START DATA SUPPLIED
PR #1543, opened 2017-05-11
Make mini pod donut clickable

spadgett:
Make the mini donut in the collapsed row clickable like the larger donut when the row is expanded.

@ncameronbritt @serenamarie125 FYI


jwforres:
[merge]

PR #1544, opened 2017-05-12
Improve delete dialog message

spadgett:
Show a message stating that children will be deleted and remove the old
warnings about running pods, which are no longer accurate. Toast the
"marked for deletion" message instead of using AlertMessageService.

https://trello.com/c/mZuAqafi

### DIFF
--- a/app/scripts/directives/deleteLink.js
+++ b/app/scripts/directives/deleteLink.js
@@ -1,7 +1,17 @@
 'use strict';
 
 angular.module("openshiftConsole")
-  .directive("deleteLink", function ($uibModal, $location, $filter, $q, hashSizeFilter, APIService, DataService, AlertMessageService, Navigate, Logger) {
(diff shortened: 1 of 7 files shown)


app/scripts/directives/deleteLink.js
END DATA SUPPLIED
START DATA SUPPLIED
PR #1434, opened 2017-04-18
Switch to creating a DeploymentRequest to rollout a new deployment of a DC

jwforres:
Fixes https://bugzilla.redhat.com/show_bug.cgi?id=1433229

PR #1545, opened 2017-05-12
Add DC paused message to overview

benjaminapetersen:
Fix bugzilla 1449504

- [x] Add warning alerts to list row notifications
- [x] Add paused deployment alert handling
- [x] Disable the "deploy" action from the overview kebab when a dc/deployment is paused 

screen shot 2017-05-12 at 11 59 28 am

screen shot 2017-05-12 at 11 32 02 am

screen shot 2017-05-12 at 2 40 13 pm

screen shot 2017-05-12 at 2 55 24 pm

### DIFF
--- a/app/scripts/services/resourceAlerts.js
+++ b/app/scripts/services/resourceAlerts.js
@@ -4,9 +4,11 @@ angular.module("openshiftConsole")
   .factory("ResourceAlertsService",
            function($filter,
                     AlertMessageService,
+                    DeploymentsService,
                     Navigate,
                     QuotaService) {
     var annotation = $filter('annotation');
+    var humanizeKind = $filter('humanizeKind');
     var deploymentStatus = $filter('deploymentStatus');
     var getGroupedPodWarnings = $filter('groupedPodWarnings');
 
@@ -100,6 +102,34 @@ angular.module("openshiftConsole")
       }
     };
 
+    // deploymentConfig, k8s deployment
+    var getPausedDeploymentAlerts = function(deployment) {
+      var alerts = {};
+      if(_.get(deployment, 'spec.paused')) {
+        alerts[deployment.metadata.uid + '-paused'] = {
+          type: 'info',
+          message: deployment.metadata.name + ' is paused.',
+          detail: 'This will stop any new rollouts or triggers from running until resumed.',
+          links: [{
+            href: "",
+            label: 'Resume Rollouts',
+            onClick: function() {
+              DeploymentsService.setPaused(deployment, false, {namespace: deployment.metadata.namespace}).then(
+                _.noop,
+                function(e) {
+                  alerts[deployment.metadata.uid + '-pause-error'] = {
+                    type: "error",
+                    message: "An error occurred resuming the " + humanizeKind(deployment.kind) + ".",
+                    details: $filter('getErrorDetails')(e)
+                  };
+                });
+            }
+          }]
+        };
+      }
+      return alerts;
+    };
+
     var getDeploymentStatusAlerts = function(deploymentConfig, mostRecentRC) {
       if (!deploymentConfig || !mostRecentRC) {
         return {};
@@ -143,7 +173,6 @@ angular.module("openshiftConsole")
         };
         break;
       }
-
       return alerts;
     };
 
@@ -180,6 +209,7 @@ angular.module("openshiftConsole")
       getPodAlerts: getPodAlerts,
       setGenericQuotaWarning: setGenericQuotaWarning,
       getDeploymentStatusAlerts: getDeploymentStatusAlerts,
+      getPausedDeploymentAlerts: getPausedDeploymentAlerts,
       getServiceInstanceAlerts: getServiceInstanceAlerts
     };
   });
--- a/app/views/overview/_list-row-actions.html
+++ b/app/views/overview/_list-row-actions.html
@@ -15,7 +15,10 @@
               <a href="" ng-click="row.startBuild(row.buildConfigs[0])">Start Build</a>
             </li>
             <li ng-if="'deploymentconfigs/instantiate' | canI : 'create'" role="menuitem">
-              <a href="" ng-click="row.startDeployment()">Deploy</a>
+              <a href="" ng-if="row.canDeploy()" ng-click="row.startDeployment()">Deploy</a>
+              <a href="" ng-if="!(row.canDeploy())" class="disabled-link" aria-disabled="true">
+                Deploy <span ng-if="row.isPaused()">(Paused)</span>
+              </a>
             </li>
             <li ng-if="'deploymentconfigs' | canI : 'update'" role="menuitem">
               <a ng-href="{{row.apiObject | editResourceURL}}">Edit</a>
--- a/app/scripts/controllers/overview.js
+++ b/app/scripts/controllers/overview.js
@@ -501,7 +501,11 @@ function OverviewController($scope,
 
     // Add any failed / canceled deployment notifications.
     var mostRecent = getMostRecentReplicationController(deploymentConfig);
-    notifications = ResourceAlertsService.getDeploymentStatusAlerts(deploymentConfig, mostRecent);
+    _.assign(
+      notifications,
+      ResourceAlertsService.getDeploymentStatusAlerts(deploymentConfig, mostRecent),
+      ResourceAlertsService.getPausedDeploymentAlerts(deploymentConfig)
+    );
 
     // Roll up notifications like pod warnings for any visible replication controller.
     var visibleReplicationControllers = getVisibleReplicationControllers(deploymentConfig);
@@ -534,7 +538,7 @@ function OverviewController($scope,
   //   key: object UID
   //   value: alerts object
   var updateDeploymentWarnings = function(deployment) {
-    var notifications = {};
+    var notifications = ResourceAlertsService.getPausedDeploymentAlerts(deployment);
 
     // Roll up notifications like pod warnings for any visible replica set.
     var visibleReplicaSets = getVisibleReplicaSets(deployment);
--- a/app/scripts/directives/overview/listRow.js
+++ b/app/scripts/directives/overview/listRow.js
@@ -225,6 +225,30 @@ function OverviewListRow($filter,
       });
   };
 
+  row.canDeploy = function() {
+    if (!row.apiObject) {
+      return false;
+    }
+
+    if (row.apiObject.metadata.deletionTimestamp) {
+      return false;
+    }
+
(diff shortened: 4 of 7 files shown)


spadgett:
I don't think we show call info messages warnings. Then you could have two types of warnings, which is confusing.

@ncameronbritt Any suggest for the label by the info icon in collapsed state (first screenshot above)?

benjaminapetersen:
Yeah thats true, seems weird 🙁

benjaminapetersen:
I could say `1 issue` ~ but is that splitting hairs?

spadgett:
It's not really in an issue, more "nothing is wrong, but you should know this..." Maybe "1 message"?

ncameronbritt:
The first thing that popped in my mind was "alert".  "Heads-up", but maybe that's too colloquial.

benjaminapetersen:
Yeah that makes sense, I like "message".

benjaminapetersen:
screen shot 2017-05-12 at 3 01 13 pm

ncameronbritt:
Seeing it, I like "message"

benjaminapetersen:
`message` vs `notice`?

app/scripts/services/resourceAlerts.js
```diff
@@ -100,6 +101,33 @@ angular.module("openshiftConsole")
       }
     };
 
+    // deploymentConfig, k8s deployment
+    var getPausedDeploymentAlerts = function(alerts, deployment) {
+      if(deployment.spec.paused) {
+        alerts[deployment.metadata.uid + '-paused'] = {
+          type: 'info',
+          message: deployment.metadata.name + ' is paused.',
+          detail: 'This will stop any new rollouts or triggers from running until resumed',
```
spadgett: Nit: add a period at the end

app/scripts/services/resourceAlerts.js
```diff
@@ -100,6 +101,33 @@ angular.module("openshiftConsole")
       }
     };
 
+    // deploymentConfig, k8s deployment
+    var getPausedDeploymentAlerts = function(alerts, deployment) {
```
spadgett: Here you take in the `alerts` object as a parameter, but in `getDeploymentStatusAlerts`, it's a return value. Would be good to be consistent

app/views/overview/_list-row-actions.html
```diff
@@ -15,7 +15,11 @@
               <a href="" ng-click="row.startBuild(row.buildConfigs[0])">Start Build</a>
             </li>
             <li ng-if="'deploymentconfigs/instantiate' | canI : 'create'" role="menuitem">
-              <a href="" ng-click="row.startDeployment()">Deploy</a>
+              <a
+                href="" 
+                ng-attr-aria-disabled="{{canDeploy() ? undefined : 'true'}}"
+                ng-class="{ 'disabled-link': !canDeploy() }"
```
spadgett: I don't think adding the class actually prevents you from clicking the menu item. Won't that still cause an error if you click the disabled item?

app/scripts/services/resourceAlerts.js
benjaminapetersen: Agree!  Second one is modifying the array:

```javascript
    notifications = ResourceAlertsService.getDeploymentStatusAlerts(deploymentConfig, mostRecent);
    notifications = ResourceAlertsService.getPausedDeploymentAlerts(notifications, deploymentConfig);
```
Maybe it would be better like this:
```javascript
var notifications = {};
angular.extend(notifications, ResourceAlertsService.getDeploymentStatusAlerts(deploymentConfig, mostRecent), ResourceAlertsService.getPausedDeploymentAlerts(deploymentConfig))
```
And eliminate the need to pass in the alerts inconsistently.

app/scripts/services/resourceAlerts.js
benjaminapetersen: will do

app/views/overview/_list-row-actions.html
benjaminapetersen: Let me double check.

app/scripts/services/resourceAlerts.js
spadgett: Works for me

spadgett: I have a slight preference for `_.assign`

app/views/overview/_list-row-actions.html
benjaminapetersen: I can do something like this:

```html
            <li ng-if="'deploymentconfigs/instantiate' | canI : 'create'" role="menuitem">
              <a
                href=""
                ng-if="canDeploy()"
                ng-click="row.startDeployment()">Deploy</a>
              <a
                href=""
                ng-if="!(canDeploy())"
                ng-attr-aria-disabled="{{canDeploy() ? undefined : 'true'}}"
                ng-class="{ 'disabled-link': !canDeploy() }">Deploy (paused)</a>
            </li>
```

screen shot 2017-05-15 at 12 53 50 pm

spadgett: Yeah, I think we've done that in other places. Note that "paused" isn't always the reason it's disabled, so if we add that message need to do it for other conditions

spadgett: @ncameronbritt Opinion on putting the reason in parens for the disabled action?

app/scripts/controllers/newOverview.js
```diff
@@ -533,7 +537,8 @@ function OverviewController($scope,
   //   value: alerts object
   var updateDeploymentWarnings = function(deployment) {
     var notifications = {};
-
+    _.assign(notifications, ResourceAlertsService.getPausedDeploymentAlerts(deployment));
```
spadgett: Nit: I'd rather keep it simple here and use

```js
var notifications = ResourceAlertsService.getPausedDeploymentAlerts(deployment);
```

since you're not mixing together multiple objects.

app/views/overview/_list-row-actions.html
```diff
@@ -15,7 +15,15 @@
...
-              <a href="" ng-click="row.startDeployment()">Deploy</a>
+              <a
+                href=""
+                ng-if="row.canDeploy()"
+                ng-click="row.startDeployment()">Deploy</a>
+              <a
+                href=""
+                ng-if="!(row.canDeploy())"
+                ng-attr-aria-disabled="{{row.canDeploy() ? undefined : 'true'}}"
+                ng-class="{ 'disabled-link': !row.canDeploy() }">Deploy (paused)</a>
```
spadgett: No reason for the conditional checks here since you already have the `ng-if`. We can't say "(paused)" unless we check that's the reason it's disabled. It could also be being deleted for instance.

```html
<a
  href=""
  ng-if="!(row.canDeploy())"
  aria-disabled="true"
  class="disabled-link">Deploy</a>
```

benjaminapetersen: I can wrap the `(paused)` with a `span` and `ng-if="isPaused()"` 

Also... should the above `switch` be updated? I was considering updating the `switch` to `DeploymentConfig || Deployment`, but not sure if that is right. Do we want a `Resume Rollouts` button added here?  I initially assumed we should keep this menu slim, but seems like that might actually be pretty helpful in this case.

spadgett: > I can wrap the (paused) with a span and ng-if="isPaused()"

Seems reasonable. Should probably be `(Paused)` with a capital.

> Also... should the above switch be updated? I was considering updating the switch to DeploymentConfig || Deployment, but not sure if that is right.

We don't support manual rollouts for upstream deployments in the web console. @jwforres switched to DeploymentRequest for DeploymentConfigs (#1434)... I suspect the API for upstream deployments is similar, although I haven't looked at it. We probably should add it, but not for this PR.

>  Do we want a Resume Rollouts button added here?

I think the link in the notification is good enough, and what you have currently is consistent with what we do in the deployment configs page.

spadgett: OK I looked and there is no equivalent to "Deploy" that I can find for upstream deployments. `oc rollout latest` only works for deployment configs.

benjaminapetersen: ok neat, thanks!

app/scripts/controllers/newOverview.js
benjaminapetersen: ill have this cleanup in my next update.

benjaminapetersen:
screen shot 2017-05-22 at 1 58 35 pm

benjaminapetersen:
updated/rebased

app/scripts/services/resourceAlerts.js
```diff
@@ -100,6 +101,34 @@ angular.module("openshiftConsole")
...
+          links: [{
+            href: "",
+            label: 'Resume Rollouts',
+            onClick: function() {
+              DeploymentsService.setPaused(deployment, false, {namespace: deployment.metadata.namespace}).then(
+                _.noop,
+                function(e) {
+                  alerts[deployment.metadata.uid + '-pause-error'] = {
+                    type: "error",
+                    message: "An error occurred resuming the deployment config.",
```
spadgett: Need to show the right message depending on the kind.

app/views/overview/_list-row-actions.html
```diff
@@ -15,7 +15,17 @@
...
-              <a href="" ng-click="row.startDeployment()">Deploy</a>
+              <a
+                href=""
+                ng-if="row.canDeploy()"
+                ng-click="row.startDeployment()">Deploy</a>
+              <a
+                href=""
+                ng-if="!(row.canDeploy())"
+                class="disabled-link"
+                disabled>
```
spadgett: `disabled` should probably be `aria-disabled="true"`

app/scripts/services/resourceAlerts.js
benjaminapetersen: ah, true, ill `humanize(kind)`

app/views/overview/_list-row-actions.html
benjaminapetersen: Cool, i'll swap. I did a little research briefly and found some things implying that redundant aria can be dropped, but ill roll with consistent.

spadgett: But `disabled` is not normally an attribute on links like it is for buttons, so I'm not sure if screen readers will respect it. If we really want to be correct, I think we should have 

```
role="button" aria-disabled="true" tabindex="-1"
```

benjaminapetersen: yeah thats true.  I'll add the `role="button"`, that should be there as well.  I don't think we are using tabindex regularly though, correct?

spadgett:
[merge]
END DATA SUPPLIED
- **TASK TO CARRY OUT**: Scan the listing above for the word "shortened" and copy every line that holds it.

- **SOLUTION FOR THIS TASK**:
(diff shortened: 1 of 7 files shown)
(diff shortened: 4 of 7 files shown)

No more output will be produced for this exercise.